I fear that, like many middle sisters, Mohur will get lost in the much more exuberant or forceful company of its sisters. Those who expect the immediate POW that they get from Bombay Bling or the WOW glam of the FiFi-award nominated Trayee will undoubtedly be disappointed upon the first sniff of Mohur. I think Mohur is like one of those quietly elegant women whom you never notice amidst all the exuberant, fun, laughing girls, or the smoldering seductresses. But, if you gaze upon her face long enough, you suddenly wonder: how did I ever missed her beauty?
When you apply Mohur for the very first time, I think you need to close your eyes, imagine Beethoven’s Moonlight Sonata, and see that princess on her marble bench surrounded by roses amidst the incoming wave of violet night, as she thinks wistfully of the past and of her one true love. I think, maybe, just maybe, you’ll be haunted by her quiet beauty, too.

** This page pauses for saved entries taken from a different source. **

PR #955, opened 2026-08-05
[Guardian] Preserve log record serialization order

mskd12:
Follow-up to #951.

Serialize concrete V1/V2 log messages directly instead of first converting them to `serde_json::Value`. This keeps deployed JSON bytes stable regardless of whether `serde_json/preserve_order` is enabled by the surrounding dependency graph.

Deserialization continues to use `Value` for schema-version dispatch.

Local checks:
- `make fmt`
- `cargo check`
- `cargo test -p hashi-types deployed_v1_kp_share_state_verifies_and_is_retained`

### DIFF
--- a/crates/hashi-types/src/guardian/log/record.rs
+++ b/crates/hashi-types/src/guardian/log/record.rs
@@ -28,7 +28,6 @@ use crate::guardian::now_timestamp_ms;
 use serde::Deserialize;
 use serde::Serialize;
 use serde::de::Error as _;
-use serde::ser::Error as _;
 use serde_json::Value;
 use std::time::Duration;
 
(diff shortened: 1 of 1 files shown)


crates/hashi-types/src/guardian/log/record.rs
```diff
@@ -84,18 +94,39 @@ impl Serialize for LogRecord {
...
         };
-        LogRecordWire {
-            schema_version: data.schema_version,
-            object_key: data.object_key.clone(),
-            session_id: data.session_id.clone(),
-            timestamp_ms: data.timestamp_ms,
-            message: serde_json::to_value(&data.message).map_err(S::Error::custom)?,
-            signature,
+
+        match &data.message {
```
dlukegordon, line 98: This duplicates the V1/V2 dispatch already handled by VersionedLogMessage::serialize. Could we pass &data.message directly to LogRecordWireRef and remove the match and serialize_log_record helper?

dlukegordon (approved):

crates/hashi-types/src/guardian/log/record.rs
mskd12: Done in #957 — LogRecordWireRef now stores &VersionedLogMessage directly, and the duplicate match and helper are removed.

[UPDATE: Mohur will be released in a pure parfum concentration in Fall 2013. It will be called Mohur Extrait de Parfum, and it’s magnificent. You can read my early review for it here.]
DETAILS:
Full bottle, boxed, of Bombay Bling.
Cost & Availability: In the U.S., Mohur is an eau de parfum that is available exclusively at Luckyscent where it costs $250 for a 55 ml bottle. Samples are also offered at $7 for a 0.7 ml vial. (And the site ships world-wide.) Samples are also available from The Perfumed Court where they start at $7.99 for a 1/2 ml vial. A much better offer than both of those comes from Neela Vermeire Creations itself which offers Mohur as part of two different sets: A Taste of India set and the Discovery Set. Both sets are exclusive to the Neela Vermeire website and both include the award-nominated Trayee and the fan-favorite, Bombay Bling, Neela Vermeire’s fruity-floral perfume.The Taste of India set costs: €21 (or about $27) for three, much larger, 2 ml vials; the Discovery Set is $117 or €85/90 (depending on your location) for three, large 10 ml decants. Shipping is included in the price. In Europe, Mohur costs €200 for the 55 ml bottle and is available at Jovoy Paris, along with the Swiss Osswald Parfumerie. You can find a few additional retailers from the Netherlands to Moscow which carry Trayee on the store’s Points of Sale page.